Hallo, liebes Forum! Ich, w, 48, bin seit über 20 Jahren mit meinem Mann zusammen. Wir haben zwei wunderbare Töchter, bei unserer älteren wurde vor ein paar Jahren ADHS diagnostiziert. Dadurch habe ich mich viel mit dem Thema befasst und finde in sehr vielen Punkten meinen Mann wieder. Die Unorganisiertheit, das Chaotische, ständiges Trommeln mit den Fingern und Füßen,… Mit vielem habe ich mich arrangiert und erkenne auch durchaus an, was er leistet. Leisten kann. Was ich ihm auch immer wieder sage und zeige.
Aber inzwischen bin ich an einem Punkt, an dem ich nicht mehr kann.
Ich hatte mich wegen immer wieder auftretenden depressiven Episoden um eine Therapie bemüht. Neben Verhaltensweisen, die aus meiner Kindheit/Erziehung resultieren (und die ich inzwischen immer besser ablegen kann), stellten sowohl mein Therapeut vor Ort als auch die Psychologin während meiner Kur wiederkehrende Überlastungsdepressionen fest. Verursacht durch das ADHS-Verhalten meines Mannes. Ich kenne diese Diagnosen seit ungefähr drei Monaten und darüber kann ich mit meinem Mann nicht sprechen. Er will „sowas“ nicht wahrhaben bzw. will dann alles hinschmeißen, weil ich so ungerecht bin und ihm die alleinige Schuld an allem gebe (was ich nicht tue; ich bin ja auch für mein Verhalten verantwortlich).

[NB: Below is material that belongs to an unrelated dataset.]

Issue #271, opened 2021-11-20
Should receiver queries apply to more than just receivers?


ericniebler:
Currently `get_stop_token` and friends are constrained to only work on receivers. In libunifex, we also use them with coroutine promise types. Consider loosening the constraints.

Mein Alltag mit meinem Mann gleicht einem Minenfeld. Alles kann für ihn kränkend, verletzend, bösartig gemeint sein. Mein Mann hat sich auch mit dem Thema ADHS befasst und tatsächlich angenommen, dass vieles auf ihn zutrifft. Vor einer richtigen Diagnostik, die auch den Weg zu einer Verhaltenstherapie o.ä. öffnen und IHM helfen würde, sträubt er sich allerdings. Aber wir hatten immerhin GEMEINSAM einige Regeln aufgestellt, die uns das Verständnis füreinander ermöglichen sollen. U.a. hatten wir vereinbart, dass wir freundlich nachfragen, wenn wir Verhaltensweisen oder Sätze nicht verstehen und der gefragte Part auch eine freundliche, sachliche Erklärung gibt. Allerdings hält er sich selbst oft nicht an diese Regeln. Neulich hatte ich ihn in einer Mischung aus akuten, heftigen Schmerzen in der Hüfte und Überlastung durch meinen Mental Load im Alltag tatsächlich ungerecht angemeckert. Bin aber in mich gegangen und habe ihm abends sachlich erklärt, warum ich so reagiert hatte. Habe mich auch ehrlich entschuldigt, mir war klar, dass ich ungerecht war.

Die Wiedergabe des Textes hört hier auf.